Spielerische Linie nicht gefunden 

Konnte die SG Bützow-Güstrow um Trainerteam Detlef Kröger und Jens-Peter Kruse letzte Woche zum Spiel gegen den VfL BW Neukloster auf eine volle Bank zurückgreifen, hatten sie an diesem Sonntag auswärts gegen den SV Pädagogik Rostock zu Beginn des Spiels nur sieben Feldspielerinnen und zwei Torfrauen zur Verfügung. Erfreulicherweise streifte sich Betreuerin Simone Sachs das SG Trikot über, um den Frauen wenigstens eine Wechselmöglichkeit anzubieten.

Zu Beginn des Spiels konnten die deutlich körperlich unterlegenden SG Spielerinnen noch gut mithalten. Jedoch fanden sie für den starken Mittelblock der Gastgeber nicht das richtige Mittel und blieben oft in der Abwehr hängen. Die Angriffe wurden zu langsam und harmlos vorgetragen. Man konnte zwar hier und da einen Strafwurf rausholen und verwandeln, sowie einen erfolgreichen Tempogegenstoß starten, jedoch reichte dies gegen die starken Rostockerinnen nicht aus. Bis zur 20. Minute (7:6) gestaltete sich das Spiel noch relativ ausgeglichen. Doch dann kam der unerklärliche Einbruch der SG-Frauen, der sich wie ein roter Faden durch das gesamte restliche Spiel zog und von dem sie sich nicht mehr richtig erholten. Die Körpersprache stimmte nicht mehr, die Kräfte ließen nach und die SG-Frauen fanden einfach keine spielerische Linie. Mit einem Halbzeitstand von 14:7 verabschiedeten sich beide Teams in die Pause.

In der zweiten Halbzeit unterstützten Maria Frahm und auch Maria-Kessy Czarschka noch das SG-Team. Jedoch konnte auch dies die Hohe Niederlage von 29:14 leider nicht verhindern. Die Abwehr der Gäste stand zwar besser, aber im Angriff wurde zu schnell und überhastet abgeschlossen was viele einfache Gegentore durch Konterspiel der Gastgeber zur Folge hatte. Am Ende muss man fairer Weise sagen, SV Pädagogik hat an diesem Tag zu recht gewonnen, auch wenn der Sieg am Ende etwas zu hoch ausgefallen ist. Aber wie heißt es so schön: „Man sieht sich immer zweimal in der Saison!“. Das haben die SG Damen bereits letztes Jahr gegen Pädagogik unter Beweis gestellt.

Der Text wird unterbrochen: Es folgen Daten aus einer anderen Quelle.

PR #4932, opened 2015-10-03
help tests faster and code cleanup

kellyselden:
* reusing more commandOptions in tests
* using a faster way to acceptance test help commands


kellyselden:
added `chai-string` to dev deps to get `endsWith`, very convenient when testing console output.

kellyselden:
@homu r+

PR #4934, opened 2015-10-04
Generate blueprint unit tests

kellyselden:
* additional unit tests for 100% coverage
* moved blueprint printing logic from generate command to blueprint model
* code cleanup/refactor Blueprint.printBasicHelp

This could use a second pair of eyes, to make sure someone agrees that blueprint option printing logic should be in the blueprint.


lib/utilities/printable-properties.js
```diff
@@ -0,0 +1,36 @@
...
+];
+var blueprintProperties = [
+  'name',
+  'description',
+  'availableOptions',
+  'anonymousOptions',
+  'overridden'
+];
+
+function forEachProperty(properties, forEach, context) {
```
stefanpenner: is this actually forEachWithProperty ?

stefanpenner:
obviously, this is lots of (existing crappy) code so i may have missed something. But this feels like the right direction.

stefanpenner:
Did another pass +1 from me (with the exception of my 1 comment).

lib/utilities/printable-properties.js
kellyselden: I don't recognize that keyword. Google didn't help. Can you explain?

stefanpenner: I think it is a better name for the function you have already defined.

It appears, we will forEach only members with a specific property, hence the naming recommendation of `forEachWithProperty`

lib/utilities/printable-properties.js
```diff
@@ -0,0 +1,36 @@
...
+  return properties.filter(function(key) {
+    return this[key] !== undefined;
```
stefanpenner: should this actually be `key` in this` ?

kellyselden:
made the suggested change of `forEachWithProperty`

kellyselden:
@homu r+

PR #4943, opened 2015-10-09
Fixes for ember-cli-blueprint-test-helper support

trabus:
Added a fixture `package.json` for the `tests/ember.js` helper. By using this fixture, it prevents the ember helper instance of `cli/index.js` from detecting any other `package.json` files, forcing it to act as if it were the global ember-cli (which is important for generating new projects for tests).

This is necessary to allow the ember helper be used by external test helper libs, otherwise it detects the consuming project's `package.json`, which causes a number of issues.

This PR is a requirement for [`ember-cli-internal-test-helpers`](https://github.com/ember-cli/ember-cli-internal-test-helpers) and [`ember-cli-blueprint-test-helpers`](https://github.com/ember-cli/ember-cli-blueprint-test-helpers).


trabus:
Looks like it just timed out. Will try re-running in a bit.

trabus:
I also needed to make `cli.logError` return an object containing the error and ui so we can assert `SilentErrors` (otherwise the only way is to read stdout). I also had to add some test coverage.

lib/cli/cli.js
```diff
@@ -149,9 +149,15 @@ CLI.prototype.callHelp = function(options) {
...
-    console.error(error.message);
-    console.error(error.stack);
+    debug(error.message);
+    if (error.stack) {
+      debug(error.stack);
+    }
   }
   this.ui.writeError(error);
-  return 1;
+  return {
```
stefanpenner: doesn't this mess up the bin/ember eecutable

trabus: How about I only return the object when `this.testing` is true then?

trabus:
Only returning the object when `cli.testing` is true.

lib/cli/cli.js
```diff
@@ -148,10 +148,18 @@ CLI.prototype.callHelp = function(options) {
 };
 
 CLI.prototype.logError = function(error) {
+  var result = 1;
   if (this.testing && error){
-    console.error(error.message);
-    console.error(error.stack);
+    debug(error.message);
```
trabus: @stefanpenner I put this behind a debug statement because it was noisy and confusing to see the intentional errors from testing failure cases in the test logs, but I talked to @lukemelia about it (who originally added it) and his reasoning was that it was previously obscuring errors during testing. I'm not quite sure how to best hide the errors when we are intentionally tripping them, but surfacing them when we need to, and was wondering if you had any input on how to handle this.

trabus:
Don't merge this yet, I've got a few more changes to go with this. I'll be adding them in an hour or so.

trabus:
Closing for now, will make a new PR with a proper way to pass in the UI soon.

PR #4692, opened 2015-08-16
Introduce `moduleForAcceptance`

seanpdoyle:
Closes [switchfly/ember-test-helpers#94][94] and
[rwjblue/ember-qunit#71][71].

[94]: https://github.com/switchfly/ember-test-helpers/issues/94
[71]: https://github.com/rwjblue/ember-qunit/pull/71

PR #4946, opened 2015-10-12
Fix beforeEach/afterEach callbacks with moduleForAcceptance.

rwjblue:
These were previously calling the provided `beforeEach`/`afterEach` blocks with a single argument (that is the original arguments object) instead of the correct arguments.

Updated to use `.apply` instead of `.call`.


rwjblue:
This was added in https://github.com/ember-cli/ember-cli/pull/4692, but I don't see any tests in the repo for `moduleForAcceptance` (which would likely have caught that providing `beforeEach`/`afterEach` would not have worked).

I added https://github.com/ember-cli/ember-cli/issues/4947 to track getting tests added.

PR #4955, opened 2015-10-15
Added a new outputReady builder hook

### LINKED ISSUE #4247: postBuild fails -- dist is empty
Using 0.2.7.

I have an addon that copies files from dist on postBuild. This has been working fine. Suddenly, (as in, I merely deleted a console.log() line) i'm getting the following error:
```
Build failed.
ENOENT, no such file or directory '/var/www/vhosts/employeronestats/client/dist/index.html'
Error: ENOENT, no such file or directory '/var/www/vhosts/employeronestats/client/dist/index.html'
    at Error (native)
    at Object.fs.statSync (evalmachine.<anonymous>:801:18)
    at Object.copySync (/var/www/vhosts/employeronestats/client/node_modules/fs-extra/lib/copy.js:74:58)
    at Class.module.exports.postBuild (/var/www/vhosts/employeronestats/client/lib/asset-delivery/index.js:11:6)
    at /var/www/vhosts/employeronestats/client/node_modules/ember-cli/lib/models/builder.js:109:34
    at Array.map (native)
    at Class.module.exports.Task.extend.processAddonBuildSteps (/var/www/vhosts/employeronestats/client/node_modules/ember-cli/lib/models/builder.js:107:43)
    at lib$rsvp$$internal$$tryCatch (/var/www/vhosts/employeronestats/client/node_modules/ember-cli/node_modules/rsvp/dist/rsvp.js:489:16)
    at lib$rsvp$$internal$$invokeCallback (/var/www/vhosts/employeronestats/client/node_modules/ember-cli/node_modules/rsvp/dist/rsvp.js:501:17)
    at lib$rsvp$$internal$$publish (/var/www/vhosts/employeronestats/client/node_modules/ember-cli/node_modules/rsvp/dist/rsvp.js:472:11)
```

Looking through lib/models/builder.js, in build() i see that processAddonBuildSteps, which calls the addOn, is called before processBuildResult, which copies files to dist. Has this changed recently? I can see how it could potentially work out ok, being promises. But i've noticed that, since upgrading, sometimes a build does not include changes just made, and i have to restart the server to generate a new build. Now that i'm getting this error it does seem that something is different about building in this version.

UPDATE: The order was changed May 6. I don't know how to properly link to this; apologies.

 https://github.com/ember-cli/ember-cli/commit/1ef86173e00cd755886f55d33eb473a32af310be

I can't say that i agree with the reasoning. If it's really worthwhile having a hook available after the build but before copying, then perhaps a new hook should be created. The docs for postBuild do say that it can be used as a hook for copying files. This is no longer the case.

patocallaghan:
In ember-cli/ember-cli#4027 the `postBuild` hook was re-ordered to appear before the `processBuildResult` step. This allowed you to do some work on the final tree before it was output to `dist`. This also meant there was no longer a hook which fired to do work after everything was copied to `dist`, which is something we're trying to do.

This PR re-adds the old hook, fired after `processBuildResult`, but with a new name `postResult` (name was suggested in #4247). I'm open to changing the hook name if there are any better ideas.

This should also resolve #4247

### DIFF
--- a/ADDON_HOOKS.md
+++ b/ADDON_HOOKS.md
@@ -6,6 +6,7 @@ Table of Contents:
 - [serverMiddleware](#servermiddleware)
 - [postBuild](#postbuild)
 - [preBuild](#prebuild)
+- [outputReady](#outputready)
 - [buildError](#builderror)
 - [included](#included)
 - [setupPreprocessorRegistry](#setuppreprocessorregistry)
@@ -171,7 +172,6 @@ Gives access to the result of the tree, and the location of the output.
 
 - Slow tree listing
 - May be used to manipulate your project after build has happened
-- Opportunity to symlink or copy files elsewhere.
 
 **Examples:**
 
@@ -191,17 +191,27 @@ Hook called before build takes place.
 
 **Uses:**
 
+<a name='outputready'></a>
+## outputReady
+
+Hook called after the build has been processed and the files have been copied to the output directory
+
+**Received arguments:**
+
+- Result object from broccoli build
+  - `result.directory` - final output path
+
+**Default implementation:** None
+
 **Examples:**
 
-- [ember-cli-rails-addon](https://github.com/rondale-sc/ember-cli-rails-addon/blob/v0.0.11/index.js#L41)
-  - In this case we are using this in tandem with a rails middleware to create a lock file.
-  *[See postBuild]*
+- Opportunity to symlink or copy files elsewhere.
 
 <a name='builderror'></a>
 ## buildError
 
 buildError hook will be called on when an error occurs during the
-preBuild or postBuild hooks for addons, or when builder#build
+preBuild, postBuild or outputReady hooks for addons, or when builder#build
 fails
 
 **Received arguments:**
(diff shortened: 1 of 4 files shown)


stefanpenner:
LGTM, can you add a short blurb about this in https://github.com/ember-cli/ember-cli/blob/master/ADDON_HOOKS.md

rwjblue:
LGTM also.

patocallaghan:
@stefanpenner I've added some blurb to the `ADDON_HOOKS` file as well as added some comments to the `models/addon.js` file.

I just want to also make sure that `postResult` is the correct hook name? Other suggestions might be `postBuildResult` or `postOutput`?

stefanpenner:
> or postOutput?

i like postOutput

stefanpenner:
another is `outputReady`, the `output` step really is just a copy.

patocallaghan:
`outputReady` seems most descriptive to me. I think I'll run with that one.

stefanpenner:
> outputReady seems most descriptive to me. I think I'll run with that one.

:)

patocallaghan:
@stefanpenner should be good to go now. I've renamed the hook to `outputReady`

stefanpenner:
<3

stefanpenner:
@homu r+

kjhangiani:
Any idea when this will be released?  I'm in the process of going from ember-cli 0.2.2 to 0.2.7, and ember 1.11.3 to ember 1.13, but the re-ordering of postBuild in ember-cli 0.2.4 has broken our app.  We depend on postBuild to create symlinks in dist... have got everything updated, but unfortunately cannot actually deploy anything to production without this fix.

Is there a workaround for creating symlinks in ember-cli 0.2.7 in the dist folder?

PR #4891, opened 2015-09-23
[ENHANCEMENT] Upgrade dependencies for app/addon blueprints

elwayman02:
1) Bumped Ember & Ember-Data to the latest stable versions (2.1.0/2.1.0, respectively)
2) Removed github tags for `ember-cli-shims`, `ember-cli-test-loader`, `ember-load-initializers`, and `loader.js`, since these are all registered with bower and redirect to the correct repositories
3) Upgraded `ember-cli-release`, `ember-qunit` & `ember-cli-shims` to latest patch versions
4) Upgraded versions for several npm dependencies that were using `^`, which should make no difference in installation other than having the current version listed now.

PR #4958, opened 2015-10-15
Package upgrades

sethbrasile:
ember-cli-release 0.2.4 through 0.2.7 breaks ember-cli tests

https://travis-ci.org/ember-cli/ember-cli/jobs/83942510

### DIFF
--- a/blueprints/app/files/bower.json
+++ b/blueprints/app/files/bower.json
@@ -1,18 +1,18 @@
 {
   "name": "<%= name %>",
   "dependencies": {
-    "ember": "2.0.0",
-    "ember-cli-shims": "ember-cli/ember-cli-shims#0.0.5",
-    "ember-cli-test-loader": "ember-cli-test-loader#0.2.1",
-    "ember-data": "2.0.0",
-    "ember-load-initializers": "ember-cli/ember-load-initializers#0.1.7",
-    "ember-qunit": "0.4.10",
+    "ember": "2.1.0",
+    "ember-cli-shims": "0.0.6",
+    "ember-cli-test-loader": "0.2.1",
+    "ember-data": "2.1.0",
+    "ember-load-initializers": "0.1.7",
+    "ember-qunit": "0.4.13",
     "ember-qunit-notifications": "0.1.0",
     "jquery": "^1.11.3",
-    "loader.js": "ember-cli/loader.js#3.3.0",
+    "loader.js": "3.3.0",
     "qunit": "~1.19.0"
   },
   "resolutions": {
-    "ember": "2.0.0"
+    "ember": "2.1.0"
   }
 }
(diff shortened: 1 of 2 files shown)


elwayman02:
@stefanpenner @rwjblue can we get @homu to try this out, now that travis tests are passing?

slindberg:
Just starting to look into this, but I'm unsure why you think that ember-cli-release is breaking appveyor, since it's still failing after downgrading to v0.2.4?

slindberg:
So, ember-cli-release does some mild hackery with the `Command` class to initialize the `availableOptions` array, and something goes wrong when it [gets required](https://github.com/lytics/ember-cli-release/blob/v0.2.7/lib/commands/release.js#L12). The test suite is doing some fancy things to mimic node modules, one of them being [symlinking the `ember-cli` package to the project root](https://github.com/ember-cli/ember-cli/blob/master/tests/helpers/acceptance.js#L166-L174). Near as I can tell, this is what's causing it to blow up, but I don't have a solution at the moment.

Perhaps the easiest way would be to avoid using the `Command` class altogether by adding the ability for commands to specify `availableOptions` as a function (ember-cli feature). @rwjblue mentioned that the the `release` command could just short circuit if the class isn't found, but I'm not a huge fan of that solution. I'll look into better options this weekend.

rwjblue:
making availableOptions a function seems like a good option

stefanpenner:
kicking appveyor

slindberg:
@rwjblue I opened a PR (#4966) for supporting `availableOptions` as a function. I think this is the best long-term solution, but I realized it doesn't really help for this situation since I can't target an ember-cli release with the fix, even if the above PR is merged. In the meantime I've removed the command model require in ember-cli-release with a questionable hack (lytics/ember-cli-release#32), which I've verified fixes this issue. Would love to get your input on those PRs.

rwjblue:
@slindberg - Thank you for digging into this.  It is definitely annoying that everything actually works in reality, but the test infrastructure here in ember-cli causes an issue with addons extending the command object.  I left a few comments on the various PR's you linked.

slindberg:
Released version [0.2.8](https://github.com/lytics/ember-cli-release/tree/v0.2.8) of ember-cli-release, which should fix this issue.

sethbrasile:
thanks @slindberg, updated. We'll see if it passes in a couple hours :D

slindberg:
Hard to believe that this diff reduces test coverage... but either way, looks like `ember-cli-release` isn't causing test failures anymore :tada:

kellyselden:
Can we get a squash please?

elwayman02:
@sethbrasile @slindberg @kellyselden I updated & squashed the original PR #4891

sethbrasile:
:+1:

PR #4962, opened 2015-10-16
Declares node.js version as documented by Travis

xcambar:
As per http://docs.travis-ci.com/user/languages/javascript-with-nodejs/#Choosing-Node-versions-to-test-against

### DIFF
--- a/.travis.yml
+++ b/.travis.yml
@@ -1,15 +1,15 @@
 sudo: false
-env:
-  - NODE_VERSION=0.10
-  - NODE_VERSION=0.12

Mit der Leistung können die SG- Frauen sowie der Trainerstab sicherlich nicht zufrieden sein und sind sie auch nicht. Aber nun heißt es die Fehler im Training zu analysieren, aufzuarbeiten und abzustellen damit nächste Woche gegen den Stavenhagener SV zwei Punkte eingefahren werden können.

SG: Semler, Schwaß, Czarschka (6), Krupke, Käther (3), Zisler (4), Sachs, Benick, Zerbe, Frahm, Zech (1)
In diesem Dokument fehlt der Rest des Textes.